● **Assignment**
Reproduce the following entries verbatim, each one complete.

● **Dataset extract**
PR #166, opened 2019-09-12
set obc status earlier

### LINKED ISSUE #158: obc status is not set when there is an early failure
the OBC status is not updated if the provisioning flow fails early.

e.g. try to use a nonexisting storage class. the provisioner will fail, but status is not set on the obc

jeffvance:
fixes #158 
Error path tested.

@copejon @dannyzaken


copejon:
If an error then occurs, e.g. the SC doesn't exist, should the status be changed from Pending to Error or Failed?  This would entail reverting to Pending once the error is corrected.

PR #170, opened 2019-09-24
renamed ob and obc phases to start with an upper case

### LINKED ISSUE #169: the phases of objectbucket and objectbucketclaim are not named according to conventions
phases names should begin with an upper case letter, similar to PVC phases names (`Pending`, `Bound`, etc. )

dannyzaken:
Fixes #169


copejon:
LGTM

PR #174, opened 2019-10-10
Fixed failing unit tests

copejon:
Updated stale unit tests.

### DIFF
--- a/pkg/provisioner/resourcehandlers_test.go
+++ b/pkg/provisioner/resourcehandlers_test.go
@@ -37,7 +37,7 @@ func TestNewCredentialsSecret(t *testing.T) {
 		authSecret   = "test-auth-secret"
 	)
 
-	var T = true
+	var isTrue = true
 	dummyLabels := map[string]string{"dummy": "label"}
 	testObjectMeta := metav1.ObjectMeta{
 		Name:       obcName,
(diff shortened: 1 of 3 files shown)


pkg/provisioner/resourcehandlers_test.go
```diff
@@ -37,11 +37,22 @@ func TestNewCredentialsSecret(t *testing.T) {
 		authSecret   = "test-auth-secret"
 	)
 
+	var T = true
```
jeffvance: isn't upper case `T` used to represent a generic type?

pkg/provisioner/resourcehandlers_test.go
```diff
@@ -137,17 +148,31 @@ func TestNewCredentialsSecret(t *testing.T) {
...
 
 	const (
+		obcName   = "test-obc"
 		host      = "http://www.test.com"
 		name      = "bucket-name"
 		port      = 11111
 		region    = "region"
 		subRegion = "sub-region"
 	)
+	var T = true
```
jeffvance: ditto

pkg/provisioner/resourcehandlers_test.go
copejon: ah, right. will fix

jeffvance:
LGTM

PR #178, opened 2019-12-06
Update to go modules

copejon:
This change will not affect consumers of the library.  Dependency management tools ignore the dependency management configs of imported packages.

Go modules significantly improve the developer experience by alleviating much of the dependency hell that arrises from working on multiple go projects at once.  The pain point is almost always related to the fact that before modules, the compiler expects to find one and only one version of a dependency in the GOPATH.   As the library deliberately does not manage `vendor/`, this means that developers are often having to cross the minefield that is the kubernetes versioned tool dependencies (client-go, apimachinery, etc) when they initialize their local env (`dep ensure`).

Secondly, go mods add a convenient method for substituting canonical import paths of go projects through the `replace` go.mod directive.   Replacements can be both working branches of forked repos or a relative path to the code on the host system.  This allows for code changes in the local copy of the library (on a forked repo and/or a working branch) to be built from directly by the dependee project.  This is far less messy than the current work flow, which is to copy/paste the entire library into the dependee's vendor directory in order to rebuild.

● **Answer**
PR #166, opened 2019-09-12
set obc status earlier

### LINKED ISSUE #158: obc status is not set when there is an early failure
the OBC status is not updated if the provisioning flow fails early.

e.g. try to use a nonexisting storage class. the provisioner will fail, but status is not set on the obc

jeffvance:
fixes #158 
Error path tested.

@copejon @dannyzaken


copejon:
If an error then occurs, e.g. the SC doesn't exist, should the status be changed from Pending to Error or Failed?  This would entail reverting to Pending once the error is corrected.

PR #170, opened 2019-09-24
renamed ob and obc phases to start with an upper case

### LINKED ISSUE #169: the phases of objectbucket and objectbucketclaim are not named according to conventions
phases names should begin with an upper case letter, similar to PVC phases names (`Pending`, `Bound`, etc. )

dannyzaken:
Fixes #169


copejon:
LGTM

PR #174, opened 2019-10-10
Fixed failing unit tests

copejon:
Updated stale unit tests.

### DIFF
--- a/pkg/provisioner/resourcehandlers_test.go
+++ b/pkg/provisioner/resourcehandlers_test.go
@@ -37,7 +37,7 @@ func TestNewCredentialsSecret(t *testing.T) {
 		authSecret   = "test-auth-secret"
 	)
 
-	var T = true
+	var isTrue = true
 	dummyLabels := map[string]string{"dummy": "label"}
 	testObjectMeta := metav1.ObjectMeta{
 		Name:       obcName,
(diff shortened: 1 of 3 files shown)


pkg/provisioner/resourcehandlers_test.go
```diff
@@ -37,11 +37,22 @@ func TestNewCredentialsSecret(t *testing.T) {
 		authSecret   = "test-auth-secret"
 	)
 
+	var T = true
```
jeffvance: isn't upper case `T` used to represent a generic type?

pkg/provisioner/resourcehandlers_test.go
```diff
@@ -137,17 +148,31 @@ func TestNewCredentialsSecret(t *testing.T) {
...
 
 	const (
+		obcName   = "test-obc"
 		host      = "http://www.test.com"
 		name      = "bucket-name"
 		port      = 11111
 		region    = "region"
 		subRegion = "sub-region"
 	)
+	var T = true
```
jeffvance: ditto

pkg/provisioner/resourcehandlers_test.go
copejon: ah, right. will fix

jeffvance:
LGTM

PR #178, opened 2019-12-06
Update to go modules

copejon:
This change will not affect consumers of the library.  Dependency management tools ignore the dependency management configs of imported packages.

Go modules significantly improve the developer experience by alleviating much of the dependency hell that arrises from working on multiple go projects at once.  The pain point is almost always related to the fact that before modules, the compiler expects to find one and only one version of a dependency in the GOPATH.   As the library deliberately does not manage `vendor/`, this means that developers are often having to cross the minefield that is the kubernetes versioned tool dependencies (client-go, apimachinery, etc) when they initialize their local env (`dep ensure`).

Secondly, go mods add a convenient method for substituting canonical import paths of go projects through the `replace` go.mod directive.   Replacements can be both working branches of forked repos or a relative path to the code on the host system.  This allows for code changes in the local copy of the library (on a forked repo and/or a working branch) to be built from directly by the dependee project.  This is far less messy than the current work flow, which is to copy/paste the entire library into the dependee's vendor directory in order to rebuild.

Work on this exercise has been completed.